*** Opening of INFORMATION ***

PR #9898, opened 2020-07-09
Notification last seen at

danidoni:
Copy the last_seen_at over to the new notification upon cleanup

We need the last_seen_at field being copied over the new notifications
so we can show the avatars of the people commenting on a request since
the last time you marked a notification as read.

### DIFF
--- a/src/api/app/services/notification_service/web_channel.rb
+++ b/src/api/app/services/notification_service/web_channel.rb
@@ -9,19 +9,22 @@ module NotificationService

*** Close of INFORMATION ***

* WORK TO BE COMPLETED
Print every entry exactly as written.

* TASK OUTPUT
PR #9898, opened 2020-07-09
Notification last seen at

danidoni:
Copy the last_seen_at over to the new notification upon cleanup

We need the last_seen_at field being copied over the new notifications
so we can show the avatars of the people commenting on a request since
the last time you marked a notification as read.

### DIFF
--- a/src/api/app/services/notification_service/web_channel.rb
+++ b/src/api/app/services/notification_service/web_channel.rb
@@ -9,19 +9,22 @@ module NotificationService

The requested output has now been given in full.